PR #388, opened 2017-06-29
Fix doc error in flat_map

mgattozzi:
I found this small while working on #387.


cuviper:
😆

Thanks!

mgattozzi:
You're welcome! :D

━━━━━━━━━━━━━━━━━━━━

The material above must be written out again in full, exactly.

### RESPONSE TO THIS EXERCISE
PR #388, opened 2017-06-29
Fix doc error in flat_map

mgattozzi:
I found this small while working on #387.


cuviper:
😆

Thanks!

mgattozzi:
You're welcome! :D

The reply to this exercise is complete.